WHAT YOU ARE ASKED TO DO | Quote exactly, and only, the lines of the material below from the line with "metal hosts to" through the line with "the final networking".
+++ DATASET CONTENT
PR #586, opened 2025-10-15
Propose support for Ironic Standalone Networking

alegacy:
This adds a proposed design to add support for the new Ironic Networking service which provides the ability to control Top-of-Rack (TOR) switches without requiring any other OpenStack services (e.g., Neutron).

The Ironic Networking service is still under development.  It is working its way thru the review process which you can check on here:
https://review.opendev.org/q/(status:open+or+is:wip)+topic:feature/standalone-networking

### DIFF
--- a/design/ironic-standalone-networking-service.md
+++ b/design/ironic-standalone-networking-service.md
@@ -1,0 +1,776 @@
+<!--
+ This work is licensed under a Creative Commons Attribution 3.0
+ Unported License.
+
+ http://creativecommons.org/licenses/by/3.0/legalcode
+-->
+
+# Add support for Ironic Networking service
+
+## Status
+
+provisional
+
+## Summary
+
+This design proposes adding support for the Ironic Networking service to
+Metal³, enabling automatic configuration of Top-of-Rack (ToR) switch ports
+during the lifecycle of bare metal nodes. The Ironic Networking service
+provides a pluggable framework for managing switch port configurations such as
+VLAN assignments, port modes (access/trunk/hybrid), and LAG settings.
+This integration will allow Metal³ users to define network configurations
+declaratively through Kubernetes CRDs, which will be automatically applied to
+physical switch ports as nodes are provisioned and deprovisioned.  Switch ports
+will be identified using LLDP information collected during initial inspection
+of nodes during enrollment.
+
+## Motivation
+
+Currently, Metal³ users must manually configure ToR switch ports before
+provisioning bare metal hosts, which creates operational overhead and
+opportunities for misconfiguration. The Ironic Networking service provides a
+standardized way to automate switch port configuration, but Metal³ lacks
+integration with this service. By adding support for Ironic Networking, Metal³
+can provide a fully automated, declarative workflow for both server and network
+provisioning.
+
+### Goals
+
+- Enable optional support for Ironic Networking service in Metal³ deployments
+- Allow users to declaratively define switch configurations through Kubernetes
+  CRDs
+- Automatically configure switch ports during node provisioning and
+  deprovisioning
+- Maintain backward compatibility for deployments not using Ironic Networking
+
+### Non-Goals
+
+- Supporting all possible switch vendor-specific features beyond the base
+  capabilities provided by networking-generic-switch
+- Implementing custom switch drivers (users will use existing drivers from
+  networking-generic-switch)
+- Managing switch infrastructure itself (firmware updates, switch provisioning,
+  etc.)
+- Supporting dynamic network reconfiguration after node deployment (initial
+  scope is provisioning-time configuration only)
+
+## Proposal
+
+This proposal introduces these main components:
+
+1. **New CRDs**: `BareMetalSwitch` and `HostNetworkAttachment` to define
+   switch configurations and network interface configurations respectively
+1. **Enhanced Ironic CRD**: Add service enablement flag and service
+   network configuration to the `ironic.metal3.io` CRD
+1. **Enhanced BareMetalHost CRD**: Add `networkInterfaces` field to reference
+   network configurations for each network interface
+1. **Ironic Networking Pod**: Deploy the Ironic Networking service
+   as a separate Pod alongside the existing main Ironic Pod.
+1. **Share Secret**: To decouple IrSO from the management of switch config
+   files and SSH keys, two Secrets will be shared between BMO and IrSO to
+   hold the contents of those files to be passed opaquely to the
+   ironic-networking service.
+
+### User Stories
+
+#### Story 1
+
+As a Metal³ operator, I want to define my ToR switch configurations once in
+Kubernetes CRDs so that Metal³ can automatically manage switch port
+configurations without manual intervention.
+
+The operator creates `BareMetalSwitch` resources for each ToR switch:
+
+```yaml
+apiVersion: metal3.io/v1alpha1
+kind: BareMetalSwitch
+metadata:
+  name: rack1-tor1
+  namespace: default-ironic-namespace
+spec:
+  driver: generic-switch
+  deviceType: dell_os10
+  address: 192.168.1.10
+  credentials:
+    type: "password"
+    secretName: switch-credentials
+  macAddress: 3e:c5:c0:cb:fa:f6
+```
+
+BMO reconciles the contents of all `BareMetalSwitch` instances and builds a
+config file which is stored in a Secret that is mounted to the
+ironic-networking Pod by IrSO opaquely. Similarly, any SSH key credentials are
+aggregated into a Secret that is mounted to the ironic-networking Pod by
+IrSO.  The ironic-networking container is responsible for reading the
+config files and reacting to any changes therein.
+
+The credentials Secret is expected to contain keys for the `username`,
+`password`, and (optionally) `enable-secret`.  It may also contain an SSH
+private key in which case the Secret type should be `kubernetes.io/ssh-auth`
+and the field name should be `ssh-privatekey`.
+
+#### Story 2
+
+As a Metal³ user, I want to define network configurations for my bare metal
+hosts declaratively so that switch ports are automatically configured when nodes
+are provisioned.
+
+The user creates a `HostNetworkAttachment` defining the desired network
+configuration for an access mode port for the primary network interface:
+
+```yaml
+apiVersion: metal3.io/v1alpha1
+kind: HostNetworkAttachment
+metadata:
+  name: machine-network-vlan-100
+  namespace: some-cluster-namespace
+spec:
+  mode: access
+  nativeVLAN: 100
+```
+
+The user optionally creates other `HostNetworkAttachment` instances
+defining the desired network configuration for trunk ports for the secondary
+network interface(s):
+
+```yaml
+apiVersion: metal3.io/v1alpha1
+kind: HostNetworkAttachment
+metadata:
+  name: data-network-vlans-200-202
+  namespace: some-cluster-namespace
+spec:
+  mode: trunk
+  allowedVLANs: [200, 201, 202]
+```
+
+Then references them in the `BareMetalHost`:
+
+```yaml
+apiVersion: metal3.io/v1alpha1
+kind: BareMetalHost
+metadata:
+  name: worker-1
+  namespace: some-host-namespace
+spec:
+  # ... other fields ...
+  networkInterfaces:
+  - macAddress: "aa:bb:cc:dd:ee:01"
+    networkAttachment:
+      namespace: some-cluster-namespace
+      name: machine-network-vlan-100
+    switchport:
+      switchId: "00:11:22:33:44:55"
+      portId: "ethernet1/2/3"
+  - macAddress: "aa:bb:cc:dd:ee:02"
+    networkAttachment:
+      namespace: some-cluster-namespace
+      name: data-network-vlans-200-202
+    switchport:
+      switchId: "00:11:22:33:44:55"
+      portId: "ethernet4/5/6"
+```
+
+When the host is provisioned, Metal³ automatically configures the corresponding
+switch port for the primary interface to access mode on VLAN 100, and the
+secondary interface to trunk mode with tagged VLANs 200-202.
+
+Ideally, `HostNetworkAttachment` instances should only be referenced by
+`BareMetalHost` instances after initial inspection so that NIC information is
+present in the `HardwareData` object and available for validation of the
+network interface info by a validation webhook. If inspection has not yet run
+the validation webhook _could_ defer validation until the end of the initial
+inspection phase.
+
+#### Story 3
+
+As a Metal³ operator, I want to configure a service network VLAN that allows
+bare metal hosts to communicate with Ironic during inspection and provisioning,
+separate from their final tenant network configuration.
+
+The operator configures the service network in the Ironic resource:
+
+```yaml
+apiVersion: metal3.io/v1alpha1
+kind: Ironic
+metadata:
+  name: default
+  namespace: default-ironic-namespace
+spec:
+  networkingService:
+    enabled: true
+    networkDriver: ironic-networking
+    providerNetworks:
+    - type: idle
+      mode: access
+      nativeVLAN: 10
+    - type: inspection
+      mode: access
+      nativeVLAN: 10
+```
+
+Ironic will ensure that switch ports are always reset to this VLAN
+configuration whenever a node is deprovisioned or whenever the final networking
+configuration of a port (the tenant network) must be cleared.  This
+ensures that it is always possible to delete the BMH and re-add it without any
+manual intervention required on the switch.
+
+## Design Details
+
+### New CRDs
+
+#### BareMetalSwitch
+
+The `BareMetalSwitch` CRD represents a physical ToR switch managed by Ironic
+Networking:
+
+```go
+// SwitchCredentialType defines the type of credential used for switch authentication.
+type SwitchCredentialType string
+
+const (
+    // SwitchCredentialTypePassword indicates password-based authentication
+    SwitchCredentialTypePassword SwitchCredentialType = "password"
+    // SwitchCredentialTypePublicKey indicates SSH public key-based authentication
+    SwitchCredentialTypePublicKey SwitchCredentialType = "publicKey"
+)
+
+// SwitchCredentials defines the credentials used to access the switch.
+type SwitchCredentials struct {
+    // Type specifies the type of credential used for authentication.
+    // +kubebuilder:validation:Enum=password;publicKey
+    Type SwitchCredentialType `json:"type"`
+
+    // The name of the secret containing the switch credentials.
+    // For password authentication, requires keys "username" and "password".
+    // For SSH key authentication, requires keys "username" and "ssh-privatekey".
+    SecretName string `json:"secretName"`
+}
+
+// BareMetalSwitchSpec defines the desired state of BareMetalSwitch.
+type BareMetalSwitchSpec struct {
+    // Important: Run "make generate manifests" to regenerate code
+    // after modifying this file
+
+    // Address is the network address of the TOR switch (IP address or hostname).
+    // +kubebuilder:validation:Required
+    Address string `json:"address"`
+
+    // MACAddress is the MAC address of the switch management interface.
+    // +kubebuilder:validation:Pattern=`[0-9a-fA-F]{2}(:[0-9a-fA-F]{2}){5}`
+    MACAddress string `json:"macAddress"`
+
+    // Driver specifies the type of driver to use for switch management.
+    // Examples: "generic-switch"
+    // +kubebuilder:validation:Required
+    Driver string `json:"driver"`
+
+    // DeviceType specifies the specific device type or model of the switch.
+    // This must be a value supported by the driver selected by `Driver`.
+    // Examples: "netmiko_dell_os10", "netmiko_cisco_nxos"
+    // This helps with driver-specific functionality.
+    DeviceType string `json:"deviceType"`
+
+    // Credentials defines how to authenticate with the switch.
+    // +kubebuilder:validation:Required
+    Credentials SwitchCredentials `json:"credentials"`
+
+    // Port specifies the management port to connect to (e.g., SSH port 22, HTTPS port 443).
+    // If not specified, the driver will use its default port.
+    // +kubebuilder:validation:Minimum=1
+    // +kubebuilder:validation:Maximum=65535
+    // +optional
+    Port *int32 `json:"port,omitempty"`
+
+    // DisableCertificateVerification disables verification of server 
+    // certificates when using HTTPS to connect to the switch. This is 
+    // required when the server certificate is self-signed, but is insecure 
+    // because it allows a man-in-the-middle to intercept the connection.
+    // +optional 
+    DisableCertificateVerification *bool `json:"disableCertificateVerification,omitempty"`
+}
+```
+
+#### HostNetworkAttachment
+
+The `HostNetworkAttachment` CRD defines how a switch port should be
+configured:
+
+```go
+// SwitchportMode defines the switchport mode for network interfaces.
+// +kubebuilder:validation:Enum=access;trunk;hybrid
+type SwitchportMode string
+
+const (
+    // SwitchportModeAccess sets the interface to access mode (single VLAN)
+    SwitchportModeAccess SwitchportMode = "access"
+    // SwitchportModeTrunk sets the interface to trunk mode (multiple VLANs)
+    SwitchportModeTrunk SwitchportMode = "trunk"
+    // SwitchportModeHybrid sets the interface to hybrid mode (access + trunk)
+    SwitchportModeHybrid SwitchportMode = "hybrid"
+)
+
+// HostNetworkAttachmentSpec defines the desired switchport configuration.
+type HostNetworkAttachmentSpec struct {
+    // Mode defines the switchport mode (access, trunk, or hybrid)
+    // +kubebuilder:validation:Enum=access;trunk;hybrid
+    // +kubebuilder:default=access
+    Mode SwitchportMode `json:"mode,omitempty"`
+
+    // NativeVLAN is the untagged VLAN ID for the port
+    // +kubebuilder:validation:Minimum=1
+    // +kubebuilder:validation:Maximum=4094
+    NativeVLAN int32 `json:"nativeVLAN,omitempty"`
+
+    // AllowedVLANs is a list of VLAN IDs allowed on trunk/hybrid ports
+    // Only valid for trunk and hybrid modes
+    // +optional
+    AllowedVLANs []int32 `json:"allowedVLANs,omitempty"`
+}
+```
+
+### Enhanced Ironic CRD
+
+Add the following fields to the `IronicSpec`:
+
++++++
ANSWER TO THE PROBLEM |
+bare metal hosts to communicate with Ironic during inspection and provisioning,
+separate from their final tenant network configuration.
+
+The operator configures the service network in the Ironic resource:
+
+```yaml
+apiVersion: metal3.io/v1alpha1
+kind: Ironic
+metadata:
+  name: default
+  namespace: default-ironic-namespace
+spec:
+  networkingService:
+    enabled: true
+    networkDriver: ironic-networking
+    providerNetworks:
+    - type: idle
+      mode: access
+      nativeVLAN: 10
+    - type: inspection
+      mode: access
+      nativeVLAN: 10
+```
+
+Ironic will ensure that switch ports are always reset to this VLAN
+configuration whenever a node is deprovisioned or whenever the final networking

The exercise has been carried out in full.